DECLARE @Variable AnyType = something

Answer :

There isn’t much difference at all. For ages you could only declare a variable and assign a value in two separate steps, like this:

DECLARE @LongSelfDescriptiveVariableName int;

SET @LongAndSelfDescriptiveVariableName = 5;

Or like this:

DECLARE @LongSelfDescriptiveVariableName int;

SELECT @LongSelfDescriptiveVariableName = 5;

(And as Erik pointed out, there are differences between those two methods. The main difference for me is that I always use SELECT because it allows me to assign multiple variables instead of one at a time.)

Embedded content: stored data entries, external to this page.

PR #16917, opened 2019-09-18
[bcl/netcore] Implement Marshal.SetLastWin32Error

filipnavara:
It is used by `SafeHandle` to restore last error from `Release`. This is especially important when doing P/Invoke marshalling where the error of the P/Invoked API would get overwritten if it was holding last reference for the particular `SafeHandle`.

### DIFF
--- a/mcs/class/corlib/System.Runtime.InteropServices/Marshal.cs
+++ b/mcs/class/corlib/System.Runtime.InteropServices/Marshal.cs
@@ -1936,9 +1936,8 @@ namespace System.Runtime.InteropServices
 			return GetFunctionPointerForDelegateInternal ((Delegate)(object)d);
 		}
 
-		internal static void SetLastWin32Error (int error)
-		{
-		}
+		[MethodImplAttribute(MethodImplOptions.InternalCall)]
+		internal static extern void SetLastWin32Error (int error);
 
 #if NETCORE
 		internal static IntPtr AllocBSTR (int length)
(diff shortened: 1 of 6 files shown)


filipnavara:

jaykrell:
I also wonder if mono_marshal_set_last_error should also preserve errno on Windows.

jaykrell:
I guess do whatever coreclr does though.

configure.ac
```diff
@@ -62,7 +62,7 @@ MONO_VERSION_BUILD=`echo $VERSION | cut -d . -f 3`
 # This line is parsed by tools besides autoconf, such as msvc/mono.winconfig.targets.
 # It should remain in the format they expect.
 #
-MONO_CORLIB_VERSION=8E172F4D-82A3-4F55-8D7C-C8E8E0FA58AE
+MONO_CORLIB_VERSION=8E172F4D-82A3-4F55-8D7C-C8E8E0FA58AF
```
vargaz: No need for a corlib bump.

filipnavara: Oh, alright, I will revert it when I get back to my computer.

jaykrell: This confuses me. While a newer same-guid BCL will continue to work with old and new runtime, there exist older same-guid BCL that will not work with this newer runtime.

vargaz:
It won't work, but the runtime will detect the missing icall and print an error. The corlib version is for detecting changes which cannot be detected by the runtime.

vargaz:
Bumping the corlib version is painful so we shouldn't do it for new icalls etc.

jaykrell:
Ah.

So, do you mean, you still have to build deb with monolite for the CI to succeed?

Which to me is the pain, and it is borne by the PR author.

I thought maybe there is a time window where the bump affects everyone, waiting for CI to build master after the PR commits, but I'm not sure I've seen it.

vargaz:
I mean bumping corlib version is painful in all kinds of ways, so we should avoid it if the problems caused by not bumping are not big, like in this case, since the runtime will detect the problem anyway.

filipnavara:
It would be helpful to write some guideline for the version bump (or did I miss it is already written somewhere?!). I thought I may not need for adding icall but I was not sure.

vargaz:
There was a comment:
- * Changes which are already detected at runtime, like the addition
- * of icalls, do not require an increment.
which got deleted when the version number was moved to configure.ac.

filipnavara:

filipnavara:

filipnavara:
@monojenkins build OS X x64

filipnavara:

In SQL Server 2008, they added inline variable assignment, so now there is a third way, and it saves typing:

DECLARE @LongAndLegibleSelfDescriptiveVariableName int = 5;

There is no performance or behavior difference, this is just a syntax shortcut. It is much more helpful if you use long and descriptive variable names; if your code is filled with @x and @y then reducing the number of times you have to specify those names makes the impact negligible.

One thing to be aware of is the scope of the statement when you are declaring and assigning multiple variables that have dependencies between them. For example:

DECLARE @now      datetime;
DECLARE @today    date;
DECLARE @tomorrow date;

SET @now      = GETDATE();
SET @today    = CONVERT(date, @now);
SET @tomorrow = DATEADD(DAY, 1, @today);

If you try to shorten this code and fit it into the newer method, you’ll hit problems:

DECLARE @now      datetime = GETDATE(),
        @today    date     = CONVERT(date, @now),
        @tomorrow date     = DATEADD(DAY, 1, @today);

Msg 137 Level 15 State 2 Line 2

Must declare the scalar variable “@now”.

However it works if you try to assign them in the same SELECT

DECLARE @now      datetime;
DECLARE @today    date;
DECLARE @tomorrow date;

SELECT @now      = GETDATE(),
       @today    = CONVERT(date, @now),
       @tomorrow = DATEADD(DAY, 1, @today);

Another way to work around this is to put each variable that depends on an earlier declared variable into a new DECLARE statement.

DECLARE @now      datetime = GETDATE();
DECLARE @today    date     = CONVERT(date, @now);
DECLARE @tomorrow date     = DATEADD(DAY, 1, @today);

Still shorter than the old way.

Nothing really, the second syntax is simply a shortcut.

To be picky,
DECLARE @Variable AnyType = something is a shortcut for DECLARE @Variable AnyType; SET @Variable = something, not SELECT which imposes some limits, but if you are only assigning literal values or from deterministic functions it makes no actual difference. If you want to use SELECT in this shortcut you can do something like DECLARE @Variable Anytype = (SELECT something FROM some_table_or_view_or_more_complex_sql).